▶ _TASK_
Only a number is wanted here: the number of lines of the data that include "output".

[RECORD SET — start]

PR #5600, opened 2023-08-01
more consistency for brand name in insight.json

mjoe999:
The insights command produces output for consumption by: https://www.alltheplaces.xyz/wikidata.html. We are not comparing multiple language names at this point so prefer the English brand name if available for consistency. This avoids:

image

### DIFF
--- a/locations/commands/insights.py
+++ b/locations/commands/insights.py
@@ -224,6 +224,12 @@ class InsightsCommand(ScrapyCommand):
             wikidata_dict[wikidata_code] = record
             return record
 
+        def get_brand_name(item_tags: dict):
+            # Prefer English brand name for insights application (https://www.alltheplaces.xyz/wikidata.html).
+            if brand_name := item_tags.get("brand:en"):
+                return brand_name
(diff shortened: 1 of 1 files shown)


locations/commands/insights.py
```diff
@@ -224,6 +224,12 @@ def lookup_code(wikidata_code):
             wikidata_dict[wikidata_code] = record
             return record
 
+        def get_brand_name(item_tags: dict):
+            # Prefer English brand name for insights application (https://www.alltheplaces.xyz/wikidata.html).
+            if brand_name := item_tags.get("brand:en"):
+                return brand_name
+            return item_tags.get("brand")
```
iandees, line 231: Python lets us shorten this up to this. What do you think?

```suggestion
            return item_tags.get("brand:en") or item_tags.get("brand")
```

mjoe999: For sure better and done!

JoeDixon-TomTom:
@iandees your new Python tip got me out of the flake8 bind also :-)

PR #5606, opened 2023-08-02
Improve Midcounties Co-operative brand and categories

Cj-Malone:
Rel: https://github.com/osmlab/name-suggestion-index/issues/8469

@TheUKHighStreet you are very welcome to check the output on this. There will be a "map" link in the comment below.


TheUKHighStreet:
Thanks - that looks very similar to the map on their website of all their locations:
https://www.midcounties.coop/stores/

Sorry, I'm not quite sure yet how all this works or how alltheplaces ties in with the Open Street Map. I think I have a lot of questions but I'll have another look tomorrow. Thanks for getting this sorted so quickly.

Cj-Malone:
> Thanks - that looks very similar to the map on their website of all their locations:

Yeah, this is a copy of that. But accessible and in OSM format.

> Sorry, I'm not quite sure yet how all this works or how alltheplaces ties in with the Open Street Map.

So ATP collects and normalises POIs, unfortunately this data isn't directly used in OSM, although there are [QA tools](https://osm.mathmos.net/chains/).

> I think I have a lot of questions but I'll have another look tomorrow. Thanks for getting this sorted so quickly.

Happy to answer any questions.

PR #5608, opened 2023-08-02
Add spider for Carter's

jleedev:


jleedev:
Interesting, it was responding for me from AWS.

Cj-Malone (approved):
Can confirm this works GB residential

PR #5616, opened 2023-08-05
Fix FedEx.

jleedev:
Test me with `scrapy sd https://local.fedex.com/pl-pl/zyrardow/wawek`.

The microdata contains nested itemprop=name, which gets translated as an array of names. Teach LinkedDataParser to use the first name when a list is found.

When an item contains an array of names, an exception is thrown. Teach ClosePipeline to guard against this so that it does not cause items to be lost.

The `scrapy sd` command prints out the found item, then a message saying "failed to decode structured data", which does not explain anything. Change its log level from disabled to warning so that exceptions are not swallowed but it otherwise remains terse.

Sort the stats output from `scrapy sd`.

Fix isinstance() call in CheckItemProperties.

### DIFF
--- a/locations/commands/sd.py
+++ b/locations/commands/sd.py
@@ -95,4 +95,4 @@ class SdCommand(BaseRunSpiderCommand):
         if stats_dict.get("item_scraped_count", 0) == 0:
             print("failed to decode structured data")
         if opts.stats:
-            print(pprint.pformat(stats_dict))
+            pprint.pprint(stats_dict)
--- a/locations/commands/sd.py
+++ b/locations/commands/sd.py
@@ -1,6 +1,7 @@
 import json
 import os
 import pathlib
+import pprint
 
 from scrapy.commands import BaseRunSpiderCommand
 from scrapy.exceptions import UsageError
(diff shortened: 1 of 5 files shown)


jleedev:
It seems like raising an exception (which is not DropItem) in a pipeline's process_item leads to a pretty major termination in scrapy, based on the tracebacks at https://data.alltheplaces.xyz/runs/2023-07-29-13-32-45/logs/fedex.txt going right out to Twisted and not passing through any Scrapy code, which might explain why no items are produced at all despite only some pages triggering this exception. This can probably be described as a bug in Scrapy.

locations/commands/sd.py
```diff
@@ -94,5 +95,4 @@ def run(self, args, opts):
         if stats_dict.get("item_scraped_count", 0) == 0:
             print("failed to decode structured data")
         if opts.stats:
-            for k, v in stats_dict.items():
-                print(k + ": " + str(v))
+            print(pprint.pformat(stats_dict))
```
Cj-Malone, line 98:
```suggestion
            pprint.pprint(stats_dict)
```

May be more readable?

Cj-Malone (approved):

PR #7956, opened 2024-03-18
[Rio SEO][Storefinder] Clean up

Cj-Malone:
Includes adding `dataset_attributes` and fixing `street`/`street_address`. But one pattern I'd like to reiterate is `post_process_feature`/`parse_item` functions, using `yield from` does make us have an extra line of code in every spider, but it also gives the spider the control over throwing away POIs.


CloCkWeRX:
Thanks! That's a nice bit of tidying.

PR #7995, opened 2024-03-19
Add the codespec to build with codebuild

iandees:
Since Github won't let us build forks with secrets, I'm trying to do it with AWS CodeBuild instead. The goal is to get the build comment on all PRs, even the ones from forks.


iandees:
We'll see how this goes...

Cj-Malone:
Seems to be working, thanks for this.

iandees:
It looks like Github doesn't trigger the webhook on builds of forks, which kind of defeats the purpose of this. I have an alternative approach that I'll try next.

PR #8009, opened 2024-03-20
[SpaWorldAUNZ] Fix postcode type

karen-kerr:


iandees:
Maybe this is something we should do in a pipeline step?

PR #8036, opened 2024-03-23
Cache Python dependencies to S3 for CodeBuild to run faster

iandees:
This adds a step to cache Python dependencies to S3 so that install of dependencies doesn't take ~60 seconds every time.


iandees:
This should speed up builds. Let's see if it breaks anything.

[RECORD SET — finish]

▶ _THE ANSWER_
3